Work required —
Retype the records in full, keeping each character as it is.

Stored data
%%

PR #2192, opened 2026-08-18
refactor(desktop): extract shared transcript primitives from chat

naingthet:
Groundwork for the code-mode transcript overhaul. ADR 0030 asks code mode to
share UI primitives with chat rather than grow a second implementation of the
same transcript, and today those primitives are private to `MessageList` and
`ChatView`. This moves them out. Chat is the only consumer in this change, and
the DOM it renders is unchanged — verified by rendering a user turn with
attachments and invoked skills before and after and diffing the markup.

## What moved

- `src/UserMessage.tsx` — the user branch of `MessageBubbleImpl`: the
  `.message-user-frame` wrapper, the `.message.message-user` article with its
  `aria-label` and transcript anchor, the Markdown body, and the footer. Chat's
  image and file attachments pass as `leading`, its invoked skills as
  `trailing`, because those are chat's and code mode has neither.
- `src/AssistantMessageBody.tsx` — moved verbatim from `MessageList.tsx`.
- `src/TranscriptSkeleton.tsx` — moved verbatim from `MessageList.tsx`.
- `src/useTranscriptFollow.ts` — `ChatView`'s scroll-follow machine, moved as
  it stood: `followsLatest` with drift-disarm, programmatic-scroll marking, the
  `scrollend` re-pin, the `--transcript-viewport` variable, the edge-fade class,
  and both ResizeObservers. It composes the pure helpers in `ChatScroll.ts`,
  which stays where it is. `ChatView` keeps the parts that are its own — the
  deep-link reveal, the `?at=` anchor jump, per-chat re-arming — and drives them
  through the hook's `armFollow` / `disarmFollow` / programmatic-scroll controls
  rather than reaching into refs.

The edge fades stay wrapper-overlay pseudo-elements (`.message-view::before` /
`::after`). No `mask-image` goes anywhere near the scrolling layer: masking a
composited scroll layer is what WKWebView occasionally failed to repaint after
the mount-time catch-up scroll, and `styles.css` says so at the rule.

## What is new

- `src/ToolOutputPreview.tsx` — a shared mono block clamped to the first lines
  of a tool's output, with an honest "Show N more lines" expander and a copy
  control revealed on hover or focus. Nothing adopts it yet; it lands here so
  the code transcript can stop rendering raw `pre` blocks in the next change.
- `ToolCardShell` gives a truncated title a native `title` attribute when the
  title is a string, so a long command is readable on hover. Chat benefits too.

## Tests

The existing chat DOM suite is the regression net and passes unchanged — no
test needed an import update. One new DOM test covers `ToolOutputPreview`
(clamp, expand, copy present). No tests were deleted.

`pnpm test` (1129 passing) and `pnpm build` are green locally.

### DIFF
--- a/crates/tidebreak-desktop/ui/src/AssistantMessageBody.tsx
+++ b/crates/tidebreak-desktop/ui/src/AssistantMessageBody.tsx
@@ -1,0 +1,23 @@
+import { MessageMarkdown } from "./MessageMarkdown";
+import { useStreamingTypewriter } from "./useStreamingTypewriter";
+
+/**
+ * Assistant prose driven by the typewriter: while the bubble is the live
+ * streaming turn its text is typed in, and a settled or rehydrated message
+ * renders at once. Block-level memoization inside {@link MessageMarkdown} keeps
+ * each tick's re-parse confined to the trailing block.
+ */
+export function AssistantMessageBody({
+  text,
+  streaming,
+  containerRef,
+}: {
+  text: string;
+  streaming: boolean;
+  containerRef?: React.Ref<HTMLDivElement>;
+}) {
+  const displayed = useStreamingTypewriter(text, streaming);
+  return (
+    <MessageMarkdown containerRef={containerRef}>{displayed}</MessageMarkdown>
+  );
+}
--- a/crates/tidebreak-desktop/ui/src/ChatView.tsx
+++ b/crates/tidebreak-desktop/ui/src/ChatView.tsx
@@ -9,11 +9,8 @@ import {
 } from "react";
 import type { ApiClient, Chat } from "./api";
 import type { RendererTurnUsage } from "./generated/wire";
-import {
-  followScrollBehavior,
-  isNearBottom,
-  scrollToLatest,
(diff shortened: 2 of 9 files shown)


naingthet (commented):
## Summary

Extracts the chat transcript pieces code mode will need (ADR 0030): `UserMessage` with leading/trailing slots, `AssistantMessageBody`, `TranscriptSkeleton`, and `useTranscriptFollow`. Chat stays the only consumer. The follow machine is the same one that lived in `ChatView` — drift-disarm, programmatic-scroll marking, `scrollend` re-pin, `--transcript-viewport`, edge-fade class, both ResizeObservers. Fades stay wrapper overlays, not a mask on the scroll layer.

`ToolOutputPreview` is unused on purpose and clamps by line with an honest remainder count. `ToolCardShell` adds a native `title` when the heading is a string.

No blocking issue. Chat DOM suite is the regression net. Hold merge until the desktop UI lane finishes.

## Issue counts by severity

- bugs: 0
- suggestions: 0
- nits: 0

%%

The answer —
PR #2192, opened 2026-08-18
refactor(desktop): extract shared transcript primitives from chat

naingthet:
Groundwork for the code-mode transcript overhaul. ADR 0030 asks code mode to
share UI primitives with chat rather than grow a second implementation of the
same transcript, and today those primitives are private to `MessageList` and
`ChatView`. This moves them out. Chat is the only consumer in this change, and
the DOM it renders is unchanged — verified by rendering a user turn with
attachments and invoked skills before and after and diffing the markup.

## What moved

- `src/UserMessage.tsx` — the user branch of `MessageBubbleImpl`: the
  `.message-user-frame` wrapper, the `.message.message-user` article with its
  `aria-label` and transcript anchor, the Markdown body, and the footer. Chat's
  image and file attachments pass as `leading`, its invoked skills as
  `trailing`, because those are chat's and code mode has neither.
- `src/AssistantMessageBody.tsx` — moved verbatim from `MessageList.tsx`.
- `src/TranscriptSkeleton.tsx` — moved verbatim from `MessageList.tsx`.
- `src/useTranscriptFollow.ts` — `ChatView`'s scroll-follow machine, moved as
  it stood: `followsLatest` with drift-disarm, programmatic-scroll marking, the
  `scrollend` re-pin, the `--transcript-viewport` variable, the edge-fade class,
  and both ResizeObservers. It composes the pure helpers in `ChatScroll.ts`,
  which stays where it is. `ChatView` keeps the parts that are its own — the
  deep-link reveal, the `?at=` anchor jump, per-chat re-arming — and drives them
  through the hook's `armFollow` / `disarmFollow` / programmatic-scroll controls
  rather than reaching into refs.

The edge fades stay wrapper-overlay pseudo-elements (`.message-view::before` /
`::after`). No `mask-image` goes anywhere near the scrolling layer: masking a
composited scroll layer is what WKWebView occasionally failed to repaint after
the mount-time catch-up scroll, and `styles.css` says so at the rule.

## What is new

- `src/ToolOutputPreview.tsx` — a shared mono block clamped to the first lines
  of a tool's output, with an honest "Show N more lines" expander and a copy
  control revealed on hover or focus. Nothing adopts it yet; it lands here so
  the code transcript can stop rendering raw `pre` blocks in the next change.
- `ToolCardShell` gives a truncated title a native `title` attribute when the
  title is a string, so a long command is readable on hover. Chat benefits too.

## Tests

The existing chat DOM suite is the regression net and passes unchanged — no
test needed an import update. One new DOM test covers `ToolOutputPreview`
(clamp, expand, copy present). No tests were deleted.

`pnpm test` (1129 passing) and `pnpm build` are green locally.

### DIFF
--- a/crates/tidebreak-desktop/ui/src/AssistantMessageBody.tsx
+++ b/crates/tidebreak-desktop/ui/src/AssistantMessageBody.tsx
@@ -1,0 +1,23 @@
+import { MessageMarkdown } from "./MessageMarkdown";
+import { useStreamingTypewriter } from "./useStreamingTypewriter";
+
+/**
+ * Assistant prose driven by the typewriter: while the bubble is the live
+ * streaming turn its text is typed in, and a settled or rehydrated message
+ * renders at once. Block-level memoization inside {@link MessageMarkdown} keeps
+ * each tick's re-parse confined to the trailing block.
+ */
+export function AssistantMessageBody({
+  text,
+  streaming,
+  containerRef,
+}: {
+  text: string;
+  streaming: boolean;
+  containerRef?: React.Ref<HTMLDivElement>;
+}) {
+  const displayed = useStreamingTypewriter(text, streaming);
+  return (
+    <MessageMarkdown containerRef={containerRef}>{displayed}</MessageMarkdown>
+  );
+}
--- a/crates/tidebreak-desktop/ui/src/ChatView.tsx
+++ b/crates/tidebreak-desktop/ui/src/ChatView.tsx
@@ -9,11 +9,8 @@ import {
 } from "react";
 import type { ApiClient, Chat } from "./api";
 import type { RendererTurnUsage } from "./generated/wire";
-import {
-  followScrollBehavior,
-  isNearBottom,
-  scrollToLatest,
(diff shortened: 2 of 9 files shown)


naingthet (commented):
## Summary

Extracts the chat transcript pieces code mode will need (ADR 0030): `UserMessage` with leading/trailing slots, `AssistantMessageBody`, `TranscriptSkeleton`, and `useTranscriptFollow`. Chat stays the only consumer. The follow machine is the same one that lived in `ChatView` — drift-disarm, programmatic-scroll marking, `scrollend` re-pin, `--transcript-viewport`, edge-fade class, both ResizeObservers. Fades stay wrapper overlays, not a mask on the scroll layer.

`ToolOutputPreview` is unused on purpose and clamps by line with an honest remainder count. `ToolCardShell` adds a native `title` when the heading is a string.

No blocking issue. Chat DOM suite is the regression net. Hold merge until the desktop UI lane finishes.

## Issue counts by severity

- bugs: 0
- suggestions: 0
- nits: 0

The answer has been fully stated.